Aim of the task:
Going down the data below, set down exactly the line with "if len(parts) <" and each line after it through the line with "manuelfelipe: Yeah. good"; no other lines.
━━━━━━━━
PR #953, opened 2025-11-10
feat: generic probe support

manuelfelipe:
## Summary
Refactors probe infrastructure introduced in https://github.com/open-telemetry/opentelemetry-ebpf-profiler/pull/651 to support kprobes, kretprobes, uprobes, and uretprobes through a unified interface with syntax inspired by `bpftrace`. Previously only uprobes were supported.

## Motivation
We wanted to understand what causes shared memory pages to turn into private memory pages (copy-on-write) in our Ruby workers. [Pitchfork](https://github.com/Shopify/pitchfork/) workers start with everything shared post-fork but quickly grow private memory as requests come in.

Being able to attach kprobes to kernel functions like `do_wp_page` allows us to capture stack traces when CoW events occur, showing exactly which Ruby code is causing pages to be copied. This data could help us identify memory hotspots and optimization opportunities.

Previous uprobe-only support limited profiling to user space functions. Adding kprobe support enables profiling kernel-level events (page faults, syscalls, etc.) alongside regular CPU profiling, giving a complete picture of system behavior.

## What Changed

**Renamed uprobe-specific code to generic probe terminology:**
- `--uprobe-link` → `--probe-link` flag
- `UProbeLinks` → `ProbeLinks` config
- `TraceOriginUProbe` → `TraceOriginProbe`
- `support/ebpf/uprobe.ebpf.c` → `generic_probe.ebpf.c`

**Added kprobe support:**
- New `kprobe__generic` eBPF entry point
- Unified probe attachment logic in `tracer/probe.go`
- Support for kprobe/kretprobe/uprobe/uretprobe types

**Enhanced probe-ctrl tool:**
- Works with all probe types
- Added `--list` flag to show loaded eBPF programs
- Better error messages

## Usage

```

# Attach to kernel function
./ebpf-profiler -collection-agent=127.0.0.1:11000 -disable-tls -probe-link "kprobe:do_wp_page`

# Attach to user space function  
./ebpf-profiler -collection-agent=127.0.0.1:11000 -disable-tls -probe-link "uprobe:/root/ebpf-profiler:runtime.(*mheap).alloc"
```

Running ^ locally, with traces going to devfiler:

kprobe-do_wp_page
Screenshot 2025-11-10 at 3 19 27 PM

### DIFF
--- a/tools/probe-ctrl/cmd/probe-ctrl/main.go
+++ b/tools/probe-ctrl/cmd/probe-ctrl/main.go
@@ -16,8 +16,9 @@ var (
 	argBPFFS     string
 )
 
-var (
+const (
 	defaultBPFFSPath = "/sys/fs/bpf"
+	probePinName     = "probe-ctrl"
 )
 
 func init() {
@@ -33,7 +34,7 @@ func main() {
 func run() int {
 	flag.Parse()
 
-	pinPath := fmt.Sprintf("%s/probe-ctrl/", argBPFFS)
+	pinPath := fmt.Sprintf("%s/%s/", argBPFFS, probePinName)
 
 	if argClear {
 		if err := os.RemoveAll(pinPath); err != nil {
@@ -66,7 +67,7 @@ func run() int {
 		return -1
 	}
 
-	pinFile := filepath.Join(pinPath, fmt.Sprintf("%d", time.Now().Unix()))
+	pinFile := filepath.Join(pinPath, fmt.Sprintf("%d", time.Now().UnixMicro()))
 	if err := probeLink.Pin(pinFile); err != nil {
 		fmt.Fprintf(os.Stderr, "Failed to pin link: %v\n", err)
 		return -1
--- a/tracer/probe.go
+++ b/tracer/probe.go
@@ -69,7 +69,7 @@ const genericProgName = "kprobe__generic"
 func ParseProbe(spec string) (*ProbeSpec, error) {
 	parts := strings.SplitN(spec, ":", 3)
 	if len(parts) < 2 {
-		return nil, fmt.Errorf("invalid format: %s. Expected format: <probe_type>:<symbol>", spec)
+		return nil, fmt.Errorf("invalid format: %s, expected: <probe_type>:<symbol>", spec)
 	}
 
 	probeTypeStr := strings.ToLower(parts[0])
@@ -91,7 +91,7 @@ func ParseProbe(spec string) (*ProbeSpec, error) {
 	switch probeType {
 	case ProbeTypeKprobe, ProbeTypeKretprobe:
 		if len(parts) != 2 || parts[1] == "" {
-			return nil, fmt.Errorf("invalid format: %s. Expected format: <probe_type>:<symbol>", spec)
+			return nil, fmt.Errorf("invalid format: %s, expected: <probe_type>:<symbol>", spec)
 		}
 		return &ProbeSpec{
 			Type:     probeType,
@@ -101,7 +101,7 @@ func ParseProbe(spec string) (*ProbeSpec, error) {
 
 	case ProbeTypeUprobe, ProbeTypeUretprobe:
 		if len(parts) != 3 || parts[2] == "" {
-			return nil, fmt.Errorf("invalid format: %s. Expected format: <probe_type>:<target>:<symbol>", spec)
+			return nil, fmt.Errorf("invalid format: %s, expected: <probe_type>:<target>:<symbol>", spec)
 		}
 		return &ProbeSpec{
 			Type:     probeType,


tracer/probe.go
```diff
@@ -0,0 +1,74 @@
...
+)
+
+type ProbeSpec struct {
+	Type     string
+	Target   string
+	Symbol   string
+	ProgName string
+}
+
+func ParseProbe(spec string) (*ProbeSpec, error) {
```
florianl, line 69: Should we cover USDTs here as well?

manuelfelipe: Yeah. good idea. can we do that in a follow up PR? 

from a quick look, i failed trying to find any support for this in `cilium/ebpf`. looks like we would need to parse SDT notes, and then, in certain cases, based on https://www.sourceware.org/systemtap/wiki/UserSpaceProbeImplementation, deal with semaphores ourselves?

manuelfelipe: worth noting that i also looked into adding support for generic tracepoints but was not trivial either because we need `struct pt_regs *`. 

my guess is that we could maybe do something like what happens [here](https://github.com/open-telemetry/opentelemetry-ebpf-profiler/blob/82f72fe9a2ddd0deba7be8bdf383d3d031381c70/support/ebpf/system_config.ebpf.c#L51-L54), but then that would only get us support for tracepoints on syscalls

tools/probe-ctrl/cmd/probe-ctrl/probe.go
```diff
@@ -1,32 +1,71 @@
...
+		return true
+	})
+
+	if found != nil {
+		return found, nil
+	}
+	return nil, fmt.Errorf("probe %q not found", name)
+}
+
+func listAllPrograms() int {
```
florianl: I do think, this proof of concept tool should not evolve to something like bpftool. And so `listAllPrograms` should be dropped as it is not needed to demonstrate the functionality of attachting to something.

tracer/probe.go
florianl, line 69: Can you add some documentation to the function?

tracer/probe.go
```diff
@@ -0,0 +1,74 @@
...
+			Symbol:   parts[2],
+			ProgName: progName,
+		}, nil
+
+	default:
+		return nil, fmt.Errorf("unknown probe type: %s", parts[0])
+	}
+}
+
+func AttachProbe(prog *ebpf.Program, spec *ProbeSpec) (link.Link, error) {
```
florianl, line 126: Can you add some documentation to the function?

support/ebpf/generic_probe.ebpf.c
```diff
@@ -16,5 +14,19 @@ int uprobe__generic(void *ctx)
 
   u64 ts = bpf_ktime_get_ns();
 
-  return collect_trace(ctx, TRACE_UPROBE, pid, tid, ts, 0);
+  return collect_trace(ctx, TRACE_PROBE, pid, tid, ts, 0);
+}
+
+// uprobe__generic serves as entry point for uprobe based profiling.
+SEC("uprobe/generic")
```
florianl: Following feedback from https://github.com/open-telemetry/opentelemetry-ebpf-profiler/pull/651#discussion_r2225256600, we should be able to skip `uprobe/generic` and just use `kprobe/generic` and attach it acccordingly.

tracer/probe.go
```diff
@@ -0,0 +1,74 @@
...
+
+type ProbeSpec struct {
+	Type     string
+	Target   string
+	Symbol   string
+	ProgName string
+}
+
+func ParseProbe(spec string) (*ProbeSpec, error) {
+	parts := strings.SplitN(spec, ":", 3)
```
florianl, line 70: As we handle here user input, should we handle the case where capitalized letters are input?

tracer/probe.go
```diff
@@ -0,0 +1,74 @@
...
+import (
+	"fmt"
+	"strings"
+
+	"github.com/cilium/ebpf"
+	"github.com/cilium/ebpf/link"
+)
+
+type ProbeSpec struct {
+	Type     string
```
florianl: Maybe just a personal preference: We should use a numeric value/const to represent a type. This simplifies the reuse of the type and avoid issues introduced by typos.

tools/probe-ctrl/cmd/probe-ctrl/probe.go
manuelfelipe: fair. reverted back the changes to how it was in https://github.com/open-telemetry/opentelemetry-ebpf-profiler/pull/953/commits/6dd195676035920fbcf8b55dac33b22694bc46ee

tracer/probe.go
manuelfelipe: done in https://github.com/open-telemetry/opentelemetry-ebpf-profiler/pull/953/commits/94b8693524479b261d695a458fe698f2d0a67ee7

tracer/probe.go
manuelfelipe: done in https://github.com/open-telemetry/opentelemetry-ebpf-profiler/pull/953/commits/94b8693524479b261d695a458fe698f2d0a67ee7

support/ebpf/generic_probe.ebpf.c
manuelfelipe: oh yeah. good point. change it in https://github.com/open-telemetry/opentelemetry-ebpf-profiler/pull/953/commits/e7dd52052f63fa98d9e3aa0e3c4019020662b8da to make use of `kprobe/generic` for all types

tracer/probe.go
manuelfelipe: yep. much better. changed in https://github.com/open-telemetry/opentelemetry-ebpf-profiler/pull/953/commits/94b8693524479b261d695a458fe698f2d0a67ee7

tracer/probe.go
florianl: follow up sounds good to me.

tools/probe-ctrl/cmd/probe-ctrl/main.go
```diff
@@ -4,25 +4,27 @@ import (
...
+	"go.opentelemetry.io/ebpf-profiler/tracer"
 )
 
 var (
-	argExec   string
-	argSymbol string
-	argClear  bool
+	argProbeLink string
+	argClear     bool
+	argListProgs bool
```
florianl:
```suggestion
```

tools/probe-ctrl/cmd/probe-ctrl/main.go
```diff
@@ -32,48 +34,47 @@ func main() {
 func run() int {
 	flag.Parse()
 
+	pinPath := fmt.Sprintf("%s/probe-ctrl/", argBPFFS)
```
christos68k: We should turn `probe-ctrl` into a constant:


```suggestion
	pinPath := fmt.Sprintf("%s/%s/", argBPFFS, probePinName)
```

tools/probe-ctrl/cmd/probe-ctrl/main.go
```diff
@@ -4,25 +4,27 @@ import (
...
+	argProbeLink string
+	argClear     bool
+	argListProgs bool
+	argBPFFS     string
 )
 
 var (
-	pinPath = "/sys/fs/bpf/probe-ctrl/"
+	defaultBPFFSPath = "/sys/fs/bpf"
 )
```
christos68k: We should turn this into a constant

```suggestion
const (
	defaultBPFFSPath = "/sys/fs/bpf"
	probePinName     = "probe-ctrl"
)
```

tools/probe-ctrl/cmd/probe-ctrl/main.go
```diff
@@ -32,48 +34,47 @@ func main() {
...
 	}
 
 	if err := os.MkdirAll(pinPath, 0700); err != nil {
-		fmt.Fprintf(os.Stderr, "%s\n", err)
+		fmt.Fprintf(os.Stderr, "Failed to create pin path: %v\n", err)
 		return -1
 	}
 
-	if err := probeLink.Pin(fmt.Sprintf("%s/%d", pinPath, time.Now().Unix())); err != nil {
+	pinFile := filepath.Join(pinPath, fmt.Sprintf("%d", time.Now().Unix()))
```
christos68k:
```suggestion
	pinFile := filepath.Join(pinPath, fmt.Sprintf("%d", time.Now().UnixMicro()))
```

tracer/probe.go
manuelfelipe: not sure how much further we want to get into parsing the user input. 

In last rev i added https://github.com/Shopify/opentelemetry-ebpf-profiler/blob/2e9f35d274a89f8e96c1f79d07b331244e496eca/tracer/probe.go#L75 to make sure the probe type is always lower case before any comparison. 

As for the other parts of the input, i feel that is a concern of the link pkg. with an invalid probe name, we get something like the error msg below which feels like the right behaviour to me: 

```
{"level":"error","msg":"failed to attach probes: creating perf_kprobe PMU (arch-specific fallback for \"do_WP_page\"): token __x64_do_WP_page: not found: no such file or directory","time":"2025-11-14T14:07:17.902603356Z"} 
```

tracer/probe.go
```diff
@@ -0,0 +1,146 @@
...
+	case "uretprobe":
+		probeType = ProbeTypeUretprobe
+	default:
+		return nil, fmt.Errorf("unknown probe type: %s", parts[0])
+	}
+
+	switch probeType {
+	case ProbeTypeKprobe, ProbeTypeKretprobe:
+		if len(parts) != 2 || parts[1] == "" {
+			return nil, fmt.Errorf("invalid format: %s. Expected format: <probe_type>:<symbol>", spec)
```
christos68k:
```suggestion
			return nil, fmt.Errorf("invalid format: %s, expected: <probe_type>:<symbol>", spec)
```

tracer/probe.go
```diff
@@ -0,0 +1,146 @@
...
+		}
+		return &ProbeSpec{
+			Type:     probeType,
+			Symbol:   parts[1],
+			ProgName: genericProgName,
+		}, nil
+
+	case ProbeTypeUprobe, ProbeTypeUretprobe:
+		if len(parts) != 3 || parts[2] == "" {
+			return nil, fmt.Errorf("invalid format: %s. Expected format: <probe_type>:<target>:<symbol>", spec)
```
christos68k:
```suggestion
			return nil, fmt.Errorf("invalid format: %s, expected: <probe_type>:<target>:<symbol>", spec)
```

tracer/probe.go
```diff
@@ -0,0 +1,146 @@
...
+		return &ProbeSpec{
+			Type:     probeType,
+			Target:   parts[1],
+			Symbol:   parts[2],
+			ProgName: genericProgName,
+		}, nil
+
+	default:
+		return nil, fmt.Errorf("unsupported probe type: %s", probeTypeStr)
+	}
```
christos68k, line 115: This can never happen (also maybe some linters can warn if we don't have a `default` here but do not exhaustively check all values for this type)

```suggestion
	}
```

tracer/probe.go
florianl: no strong opinions here.  `strings.ToLower()` is always a good start and for the rest pkg `link` will return an error if it does not fit.

tracer/probe.go
manuelfelipe: without this golang complains about the missing return. I could just move it out of the switch. just not sure it makes much of a difference

```
tracer/probe.go:115:1: missing return 
```

tools/probe-ctrl/cmd/probe-ctrl/main.go
manuelfelipe: done in https://github.com/open-telemetry/opentelemetry-ebpf-profiler/pull/953/commits/ba8692877b915eb41317bc2ac8e09278b7cebf2f

tools/probe-ctrl/cmd/probe-ctrl/main.go
manuelfelipe: done in https://github.com/open-telemetry/opentelemetry-ebpf-profiler/pull/953/commits/ba8692877b915eb41317bc2ac8e09278b7cebf2f

tools/probe-ctrl/cmd/probe-ctrl/main.go
manuelfelipe: done in https://github.com/open-telemetry/opentelemetry-ebpf-profiler/pull/953/commits/ba8692877b915eb41317bc2ac8e09278b7cebf2f

tracer/probe.go
manuelfelipe: done in https://github.com/open-telemetry/opentelemetry-ebpf-profiler/pull/953/commits/ba8692877b915eb41317bc2ac8e09278b7cebf2f

tracer/probe.go
manuelfelipe: done in https://github.com/open-telemetry/opentelemetry-ebpf-profiler/pull/953/commits/ba8692877b915eb41317bc2ac8e09278b7cebf2f

christos68k:
@manuelfelipe Can you resolve conflicts?

manuelfelipe:
done @christos68k. rebased against latest `main`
━━━━━━━━
Solved exercise:
 	if len(parts) < 2 {
-		return nil, fmt.Errorf("invalid format: %s. Expected format: <probe_type>:<symbol>", spec)
+		return nil, fmt.Errorf("invalid format: %s, expected: <probe_type>:<symbol>", spec)
 	}
 
 	probeTypeStr := strings.ToLower(parts[0])
@@ -91,7 +91,7 @@ func ParseProbe(spec string) (*ProbeSpec, error) {
 	switch probeType {
 	case ProbeTypeKprobe, ProbeTypeKretprobe:
 		if len(parts) != 2 || parts[1] == "" {
-			return nil, fmt.Errorf("invalid format: %s. Expected format: <probe_type>:<symbol>", spec)
+			return nil, fmt.Errorf("invalid format: %s, expected: <probe_type>:<symbol>", spec)
 		}
 		return &ProbeSpec{
 			Type:     probeType,
@@ -101,7 +101,7 @@ func ParseProbe(spec string) (*ProbeSpec, error) {
 
 	case ProbeTypeUprobe, ProbeTypeUretprobe:
 		if len(parts) != 3 || parts[2] == "" {
-			return nil, fmt.Errorf("invalid format: %s. Expected format: <probe_type>:<target>:<symbol>", spec)
+			return nil, fmt.Errorf("invalid format: %s, expected: <probe_type>:<target>:<symbol>", spec)
 		}
 		return &ProbeSpec{
 			Type:     probeType,


tracer/probe.go
```diff
@@ -0,0 +1,74 @@
...
+)
+
+type ProbeSpec struct {
+	Type     string
+	Target   string
+	Symbol   string
+	ProgName string
+}
+
+func ParseProbe(spec string) (*ProbeSpec, error) {
```
florianl, line 69: Should we cover USDTs here as well?

manuelfelipe: Yeah. good idea. can we do that in a follow up PR? 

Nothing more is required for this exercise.